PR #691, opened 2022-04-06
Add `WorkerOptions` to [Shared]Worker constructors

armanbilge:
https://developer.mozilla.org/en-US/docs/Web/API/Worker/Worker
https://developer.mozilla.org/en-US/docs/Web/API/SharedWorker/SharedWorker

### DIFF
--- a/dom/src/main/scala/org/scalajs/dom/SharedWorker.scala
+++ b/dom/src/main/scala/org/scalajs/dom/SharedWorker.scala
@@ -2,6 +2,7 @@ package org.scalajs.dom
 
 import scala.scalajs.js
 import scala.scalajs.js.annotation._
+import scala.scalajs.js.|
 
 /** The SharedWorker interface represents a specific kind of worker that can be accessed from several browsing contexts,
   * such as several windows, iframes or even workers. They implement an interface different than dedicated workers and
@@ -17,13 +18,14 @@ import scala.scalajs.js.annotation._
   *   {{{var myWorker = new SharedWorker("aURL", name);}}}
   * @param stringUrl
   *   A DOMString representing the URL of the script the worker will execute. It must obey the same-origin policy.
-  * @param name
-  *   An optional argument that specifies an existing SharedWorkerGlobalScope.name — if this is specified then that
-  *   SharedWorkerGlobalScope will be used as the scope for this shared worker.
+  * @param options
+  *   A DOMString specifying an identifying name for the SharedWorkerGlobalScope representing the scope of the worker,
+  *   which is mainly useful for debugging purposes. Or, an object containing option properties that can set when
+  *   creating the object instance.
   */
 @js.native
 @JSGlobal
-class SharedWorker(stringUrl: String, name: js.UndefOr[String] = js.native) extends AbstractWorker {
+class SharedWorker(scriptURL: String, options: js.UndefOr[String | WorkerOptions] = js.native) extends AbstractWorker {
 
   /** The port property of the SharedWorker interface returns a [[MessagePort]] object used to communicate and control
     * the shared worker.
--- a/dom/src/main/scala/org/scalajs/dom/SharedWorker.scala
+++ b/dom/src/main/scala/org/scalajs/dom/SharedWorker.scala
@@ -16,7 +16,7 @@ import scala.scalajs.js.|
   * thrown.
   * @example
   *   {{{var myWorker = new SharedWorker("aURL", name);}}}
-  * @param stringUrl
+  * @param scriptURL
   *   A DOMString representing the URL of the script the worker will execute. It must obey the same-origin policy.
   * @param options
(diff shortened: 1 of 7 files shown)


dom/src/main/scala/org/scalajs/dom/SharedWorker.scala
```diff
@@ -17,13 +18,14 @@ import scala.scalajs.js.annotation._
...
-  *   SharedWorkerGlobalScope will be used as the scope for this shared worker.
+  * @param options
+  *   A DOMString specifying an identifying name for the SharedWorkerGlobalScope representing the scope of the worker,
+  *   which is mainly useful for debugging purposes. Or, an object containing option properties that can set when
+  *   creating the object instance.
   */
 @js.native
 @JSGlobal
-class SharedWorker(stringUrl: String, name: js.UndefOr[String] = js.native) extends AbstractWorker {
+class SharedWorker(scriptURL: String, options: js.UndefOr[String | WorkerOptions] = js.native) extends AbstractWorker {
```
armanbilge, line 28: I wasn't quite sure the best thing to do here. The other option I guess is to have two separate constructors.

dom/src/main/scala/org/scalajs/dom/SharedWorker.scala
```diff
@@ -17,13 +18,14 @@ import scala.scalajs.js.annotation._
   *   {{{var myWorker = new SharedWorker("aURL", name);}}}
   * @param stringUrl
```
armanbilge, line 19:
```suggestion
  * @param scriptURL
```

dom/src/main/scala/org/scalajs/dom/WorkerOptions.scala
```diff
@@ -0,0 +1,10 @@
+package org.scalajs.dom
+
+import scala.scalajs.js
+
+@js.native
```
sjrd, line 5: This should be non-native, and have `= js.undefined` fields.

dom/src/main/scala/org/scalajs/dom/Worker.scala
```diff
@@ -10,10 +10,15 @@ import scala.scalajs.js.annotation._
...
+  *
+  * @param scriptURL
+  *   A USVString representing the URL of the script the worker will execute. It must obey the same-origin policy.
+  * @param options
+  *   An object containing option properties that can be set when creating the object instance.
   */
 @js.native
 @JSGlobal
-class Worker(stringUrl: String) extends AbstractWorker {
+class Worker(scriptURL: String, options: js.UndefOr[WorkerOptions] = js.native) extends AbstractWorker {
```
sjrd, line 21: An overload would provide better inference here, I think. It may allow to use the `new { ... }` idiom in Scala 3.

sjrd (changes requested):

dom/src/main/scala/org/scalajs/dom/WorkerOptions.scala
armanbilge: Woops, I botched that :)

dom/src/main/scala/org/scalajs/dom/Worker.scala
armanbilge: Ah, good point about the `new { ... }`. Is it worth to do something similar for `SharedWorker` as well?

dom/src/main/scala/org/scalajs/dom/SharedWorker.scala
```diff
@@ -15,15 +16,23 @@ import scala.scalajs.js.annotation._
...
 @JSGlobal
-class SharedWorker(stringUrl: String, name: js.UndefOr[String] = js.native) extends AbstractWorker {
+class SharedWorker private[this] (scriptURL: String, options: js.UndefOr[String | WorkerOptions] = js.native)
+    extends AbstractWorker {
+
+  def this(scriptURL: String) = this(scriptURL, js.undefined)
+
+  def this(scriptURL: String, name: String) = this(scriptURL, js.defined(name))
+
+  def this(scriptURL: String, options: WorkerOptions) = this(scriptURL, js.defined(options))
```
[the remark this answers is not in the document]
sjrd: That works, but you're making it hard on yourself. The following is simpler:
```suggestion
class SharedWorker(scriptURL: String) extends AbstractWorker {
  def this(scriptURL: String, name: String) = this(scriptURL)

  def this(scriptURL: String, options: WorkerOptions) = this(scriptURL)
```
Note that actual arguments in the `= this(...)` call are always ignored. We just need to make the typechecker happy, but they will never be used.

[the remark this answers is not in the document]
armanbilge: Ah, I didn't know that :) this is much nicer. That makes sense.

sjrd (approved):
================================
* **What you need to do**:
Every one of the records is to be copied word for word.

* **Response**:
PR #691, opened 2022-04-06
Add `WorkerOptions` to [Shared]Worker constructors

armanbilge:
https://developer.mozilla.org/en-US/docs/Web/API/Worker/Worker
https://developer.mozilla.org/en-US/docs/Web/API/SharedWorker/SharedWorker

### DIFF
--- a/dom/src/main/scala/org/scalajs/dom/SharedWorker.scala
+++ b/dom/src/main/scala/org/scalajs/dom/SharedWorker.scala
@@ -2,6 +2,7 @@ package org.scalajs.dom
 
 import scala.scalajs.js
 import scala.scalajs.js.annotation._
+import scala.scalajs.js.|
 
 /** The SharedWorker interface represents a specific kind of worker that can be accessed from several browsing contexts,
   * such as several windows, iframes or even workers. They implement an interface different than dedicated workers and
@@ -17,13 +18,14 @@ import scala.scalajs.js.annotation._
   *   {{{var myWorker = new SharedWorker("aURL", name);}}}
   * @param stringUrl
   *   A DOMString representing the URL of the script the worker will execute. It must obey the same-origin policy.
-  * @param name
-  *   An optional argument that specifies an existing SharedWorkerGlobalScope.name — if this is specified then that
-  *   SharedWorkerGlobalScope will be used as the scope for this shared worker.
+  * @param options
+  *   A DOMString specifying an identifying name for the SharedWorkerGlobalScope representing the scope of the worker,
+  *   which is mainly useful for debugging purposes. Or, an object containing option properties that can set when
+  *   creating the object instance.
   */
 @js.native
 @JSGlobal
-class SharedWorker(stringUrl: String, name: js.UndefOr[String] = js.native) extends AbstractWorker {
+class SharedWorker(scriptURL: String, options: js.UndefOr[String | WorkerOptions] = js.native) extends AbstractWorker {
 
   /** The port property of the SharedWorker interface returns a [[MessagePort]] object used to communicate and control
     * the shared worker.
--- a/dom/src/main/scala/org/scalajs/dom/SharedWorker.scala
+++ b/dom/src/main/scala/org/scalajs/dom/SharedWorker.scala
@@ -16,7 +16,7 @@ import scala.scalajs.js.|
   * thrown.
   * @example
   *   {{{var myWorker = new SharedWorker("aURL", name);}}}
-  * @param stringUrl
+  * @param scriptURL
   *   A DOMString representing the URL of the script the worker will execute. It must obey the same-origin policy.
   * @param options
(diff shortened: 1 of 7 files shown)


dom/src/main/scala/org/scalajs/dom/SharedWorker.scala
```diff
@@ -17,13 +18,14 @@ import scala.scalajs.js.annotation._
...
-  *   SharedWorkerGlobalScope will be used as the scope for this shared worker.
+  * @param options
+  *   A DOMString specifying an identifying name for the SharedWorkerGlobalScope representing the scope of the worker,
+  *   which is mainly useful for debugging purposes. Or, an object containing option properties that can set when
+  *   creating the object instance.
   */
 @js.native
 @JSGlobal
-class SharedWorker(stringUrl: String, name: js.UndefOr[String] = js.native) extends AbstractWorker {
+class SharedWorker(scriptURL: String, options: js.UndefOr[String | WorkerOptions] = js.native) extends AbstractWorker {
```
armanbilge, line 28: I wasn't quite sure the best thing to do here. The other option I guess is to have two separate constructors.

dom/src/main/scala/org/scalajs/dom/SharedWorker.scala
```diff
@@ -17,13 +18,14 @@ import scala.scalajs.js.annotation._
   *   {{{var myWorker = new SharedWorker("aURL", name);}}}
   * @param stringUrl
```
armanbilge, line 19:
```suggestion
  * @param scriptURL
```

dom/src/main/scala/org/scalajs/dom/WorkerOptions.scala
```diff
@@ -0,0 +1,10 @@
+package org.scalajs.dom
+
+import scala.scalajs.js
+
+@js.native
```
sjrd, line 5: This should be non-native, and have `= js.undefined` fields.

dom/src/main/scala/org/scalajs/dom/Worker.scala
```diff
@@ -10,10 +10,15 @@ import scala.scalajs.js.annotation._
...
+  *
+  * @param scriptURL
+  *   A USVString representing the URL of the script the worker will execute. It must obey the same-origin policy.
+  * @param options
+  *   An object containing option properties that can be set when creating the object instance.
   */
 @js.native
 @JSGlobal
-class Worker(stringUrl: String) extends AbstractWorker {
+class Worker(scriptURL: String, options: js.UndefOr[WorkerOptions] = js.native) extends AbstractWorker {
```
sjrd, line 21: An overload would provide better inference here, I think. It may allow to use the `new { ... }` idiom in Scala 3.

sjrd (changes requested):

dom/src/main/scala/org/scalajs/dom/WorkerOptions.scala
armanbilge: Woops, I botched that :)

dom/src/main/scala/org/scalajs/dom/Worker.scala
armanbilge: Ah, good point about the `new { ... }`. Is it worth to do something similar for `SharedWorker` as well?

dom/src/main/scala/org/scalajs/dom/SharedWorker.scala
```diff
@@ -15,15 +16,23 @@ import scala.scalajs.js.annotation._
...
 @JSGlobal
-class SharedWorker(stringUrl: String, name: js.UndefOr[String] = js.native) extends AbstractWorker {
+class SharedWorker private[this] (scriptURL: String, options: js.UndefOr[String | WorkerOptions] = js.native)
+    extends AbstractWorker {
+
+  def this(scriptURL: String) = this(scriptURL, js.undefined)
+
+  def this(scriptURL: String, name: String) = this(scriptURL, js.defined(name))
+
+  def this(scriptURL: String, options: WorkerOptions) = this(scriptURL, js.defined(options))
```
[the remark this answers is not in the document]
sjrd: That works, but you're making it hard on yourself. The following is simpler:
```suggestion
class SharedWorker(scriptURL: String) extends AbstractWorker {
  def this(scriptURL: String, name: String) = this(scriptURL)

  def this(scriptURL: String, options: WorkerOptions) = this(scriptURL)
```
Note that actual arguments in the `= this(...)` call are always ignored. We just need to make the typechecker happy, but they will never be used.

[the remark this answers is not in the document]
armanbilge: Ah, I didn't know that :) this is much nicer. That makes sense.

sjrd (approved):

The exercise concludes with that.